» Data shown:
PR #6954, opened 2021-11-21
Update $data argument types of file_put_contents

ciaranmcnulty:
The main aim is to exclude boolean false, which would be coerced into '' in the following cases:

» Problem: Extract each line from the listing above, please, and repeat it exactly.

» Exercise solution:
PR #6954, opened 2021-11-21
Update $data argument types of file_put_contents

ciaranmcnulty:
The main aim is to exclude boolean false, which would be coerced into '' in the following cases:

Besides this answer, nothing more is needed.